It is about halfway through the third hour of the fifteenth day of Lucette's attempt to reorganize her grandfather's library. The project is moving at an acceptable pace overall, though she's starting to question the wisdom of having scheduled the whole thing down to the hour during day three (hour four).
"Mildly so - my suspicion is that there isn't anything in particular, just a general feeling that women are delicate and ill health contagious. And possibly some conflating of disease and virtue as well."
"Well, I'll be treating injuries, not diseases, but I guess I shouldn't expect any level of logical connectivity here."
"... Hm. I sometimes find it an interesting challenge to work around the restrictions. What I find truly frustrating is the lack of real ability to affect the world, even when I can find ways around the restrictions resulting from my sex."
"Well, ideally, substantial wealth I could independently direct, as well as enough respect from other nobility that I could influence policies generally."
"Are there any circumstances in which they can wind up controlling their marital property in their own right."

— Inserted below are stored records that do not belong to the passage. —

PR #48, opened 2015-12-17
Add SASL mechanisms to the software table.

SaberUK:
I'm abusing the required attribute to show the ones that people "should" be implementing. If anyone has a better idea for this then I can change it.

### DIFF
--- a/_data/irc_versions.yml
+++ b/_data/irc_versions.yml
@@ -91,3 +91,39 @@ v3.2:
       name: userhost-in-names
       description: userhost-in-names Extension
       link: http://ircv3.net/specs/extensions/userhost-in-names-3.2.html
+
+SASL:
+  name: SASL Mechanism
+  specs:
+    external:
+      name: EXTERNAL
+      description: EXTERNAL SASL mechanism
+      required: true
+      link: "https://tools.ietf.org/html/rfc4422#appendix-A"
+    plain:
+      name: PLAIN
+      description: PLAIN SASL mechanism
+      required: true
+      link: https://tools.ietf.org/search/rfc4616
+    scram-sha-256:
+      name: SCRAM-SHA-256
+      description: SASL SCRAM-SHA-256 mechanism
+      required: true
+      link: https://tools.ietf.org/html/draft-hansen-scram-sha256-02
+    authcookie:
+      name: AUTHCOOKIE
+      description: Atheme AUTHCOOKIE SASL mechanism
+      link: https://github.com/atheme/atheme/blob/master/modules/saslserv/authcookie.c
+    dh-aes:
+      name: DH-AES
+      description: DH-AES SASL mechanism (deprecated)
+      link: http://ircv3.net/specs/documentation/sasl-dh-aes.html
+    dh-blowfish:
+      name: DH-BLOWFISH
+      description: DH-BLOWFISH SASL mechanism (deprecated)
+      link: http://ircv3.net/specs/documentation/sasl-dh-blowfish.html
+    ecdsa-nist256p-challenge:
+      name: ECDSA-NIST256P-CHALLENGE
+      description: Atheme ECDSA-NIST256P-CHALLENGE SASL mechanism
+      link: https://github.com/kaniini/ecdsatool
+
--- a/_data/sw_clients.yml
+++ b/_data/sw_clients.yml
@@ -15,6 +15,9 @@
         v3.2:
           server-time: 1.9.7
           userhost-in-names:
+        SASL:
+          # AdiIRC is closed source so this is a guess.
+          - plain
     - name: BitchX
       # ref: https://github.com/BitchX/BitchX/search?q=%22CAP+REQ%22&
       link: http://www.bitchx.com
@@ -22,6 +25,8 @@
         v3.1:
           - cap
           - sasl
+        SASL:
+          - plain
     - name: Colloquy
       # ref: handleCapWithParameters() in https://github.com/colloquy/colloquy/blob/master/Chat%20Core/MVIRCChatConnection.m
       link: http://www.colloquy.info
@@ -48,6 +53,8 @@
           - userhost-in-names
         v3.3:
           - intents
+        SASL:
+          - plain
     - name: Conspire
       # ref: https://github.com/kaniini/conspire/search?q=cap_add_cap
       link: https://github.com/kaniini/conspire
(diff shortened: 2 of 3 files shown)


grawity:
maybe there should be a more generic field "status: required/optional/deprecated/dear gods no"

DanielOaks:
This looks nice, and thanks for that `partial` fix.

I'm against showing DH-AES and DH-BLOWFISH on the site in the same way we're showing everything else. For that matter, given #11 I'm very iffy on including `ECDSA-NIST256P-CHALLENGE` on there as well.

If we display them at all, my initial thought is to add a 'deprecated' class to every cell in that column and make them very desaturated, darker grey versions of the green, and just a darker grey instead of red for not supported. And for the `title` attribute of those cells to be set to `DEPRECATED` to make it a bit more clear on hovering over them. Hell, maybe even instead of `No`, we just write `Deprecated` or something similar to make it very clear that we don't like those mechanisms and that not implementing them isn't a fault.

That sort of thing could definitely be done with some creative extension of the `irc_versions.yml` file. And I could always hack away at it 'til I get something that mostly works all else fails. But I think it would probably just be easier and cleaner to see whether that column is marked `deprecated` in `irc_versions.yml`, and if so then just hide it.

Regarding `SCRAM-SHA-256`, I don't know enough about crypto and SASL to take a proper look at the whole 'required' thing. It looks alright to me, but I'd want some other people to weigh in on whether or not it should be there.

I definitely really like the idea. I'm just a little iffy about including it right here, along with those `deprecated`/`non-standard`/etc concerns. If we do have this, maybe a `services` page would be in order sometime after this is merged into master?

grawity:
> Regarding SCRAM-SHA-256, I don't know enough about crypto and SASL to take a proper look at the whole 'required' thing. It looks alright to me, but I'd want some other people to weigh in on whether or not it should be there.

XMPP has chosen SCRAM-SHA-1 as "required" (replacing the previous DIGEST-MD5 requirement). As non-cryptographer, I think it looks good when properly implemented – unlike my earlier Atheme module. (That is, services must only store ServerKey and StoredKey, because PBKDF2(password) is password-equivalent.)

Mikaela:
> I'm against showing DH-AES and DH-BLOWFISH on the site in the same way we're showing everything else.

:+1:. Listing them makes it seem that all clients which removed support for them when they were declared insecure and removed wrong Atheme are doing something wrong. At least WeeChat, ZNC and HexChat did this.

> For that matter, given #11 I'm very iffy on including ECDSA-NIST256P-CHALLENGE on there as well.

I have no own opinion, but would assume that @kaniini doesn't want it to be included based on them not wanting to include it on SASL mechanisms page as seen in #11.

Otherwise I like the idea.

> I'm abusing the required attribute to show the ones that people "should" be implementing. 

I also ask in this thread, where else than in this PR the mechanisms that "should" be implemented are listed?

_data/sw_clients.yml
```diff
@@ -71,6 +80,11 @@
           - server-time
           - monitor
           - userhost-in-names
+        SASL:
+          - dh-aes
+          - dh-blowfish
```
Mikaela: Source for dh-aes and dh-blowfish being supported by HexChat? I see only `SASL (username + password)` and `SASL EXTERNAL (cert)` in the login methods and am quite sure that they were removed long time ago.

_data/irc_versions.yml
```diff
@@ -91,3 +91,39 @@ v3.2:
...
+      link: https://tools.ietf.org/search/rfc4616
+    scram-sha-256:
+      name: SCRAM-SHA-256
+      description: SASL SCRAM-SHA-256 mechanism
+      required: true
+      link: https://tools.ietf.org/html/draft-hansen-scram-sha256-02
+    authcookie:
+      name: AUTHCOOKIE
+      description: Atheme AUTHCOOKIE SASL mechanism
+      link: https://github.com/atheme/atheme/blob/master/modules/saslserv/authcookie.c
```
attilamolnar: This is a homegrown mechanism not standardized anywhere, it should not be here.

_data/irc_versions.yml
```diff
@@ -91,3 +91,39 @@ v3.2:
...
+    dh-aes:
+      name: DH-AES
+      description: DH-AES SASL mechanism (deprecated)
+      link: http://ircv3.net/specs/documentation/sasl-dh-aes.html
+    dh-blowfish:
+      name: DH-BLOWFISH
+      description: DH-BLOWFISH SASL mechanism (deprecated)
+      link: http://ircv3.net/specs/documentation/sasl-dh-blowfish.html
```
attilamolnar: I see no point in listing these if they're deprecated.

_data/sw_clients.yml
```diff
@@ -190,6 +223,12 @@
           server-time: 0.4.0+
           userhost-in-names: 0.4.1+
           cap-notify: git
+        SASL:
+          - dh-aes
+          - dh-blowfish
+          - ecdsa-nist256p-challenge
```
Mikaela: WeeChat doesn't support dh-aes or dh-blowfish, they were removed long time ago like other clients did.

_data/irc_versions.yml
DanielOaks: I'd agree with this. I can handle this with the restructuring stuff I'm working with on top of this PR.

_data/sw_clients.yml
```diff
@@ -149,6 +174,8 @@
           sasl: 19+
         v3.2:
           monitor: 15+
+        SASL:
+          - plain
```
Zarthus: mIRC supports SASL? I thought only by a whacky "third-party" script. There's no GUI for it as far as I know, and the third party script was something I personally never could get working (hence me piping my connection through ZNC)

DanielOaks:
> I also ask in this thread, where else than in this PR the mechanisms that "should" be implemented are listed?

The http://ircv3.net/docs/sasl-mechs.html page does already list these mechanisms specifically. Aside from that, I'm leaving this issue open for opinions on those required ones.

_data/sw_clients.yml
Mikaela: I am wrong.

> Option "irc.server_default.sasl_mechanism":<nr>
> description: mechanism for SASL authentication: "plain" for plain text password, "ecdsa-nist256p-challenge" for key-based challenge authentication, "external" for authentication using client side SSL cert, "dh-blowfish" for blowfish crypted password (insecure, not recommended), "dh-aes" for AES crypted password (insecure, not recommended)

_data/sw_clients.yml
Mikaela: Wrong again `< TingPing> Mikaela, it still does though it was planned to be removed`

DanielOaks:
Merged this into master manually, with the table now living on the [sasl-mechs page](http://ircv3.net/docs/sasl-mechs.html)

"I think the closest one can get if one is a noble woman is by being widowed, and having a young son who is the putative heir but not so old that anyone would gainsay the effective regency of his mother."
"And if she doesn't have the son, if she has no kids or only girls, then... her in-laws at whatever remove get everything? Are they obliged to support her?"
"Noble society, for all its faults, at least takes seriously its responsibility to provide for the comfort of the woman it so disables."
"Yeah, single women can just have things. Married ones there's marital property but that affects their husbands too, I don't remember exactly how - when my parents divorced they must've had to figure out how to split things up but I was a baby at the time."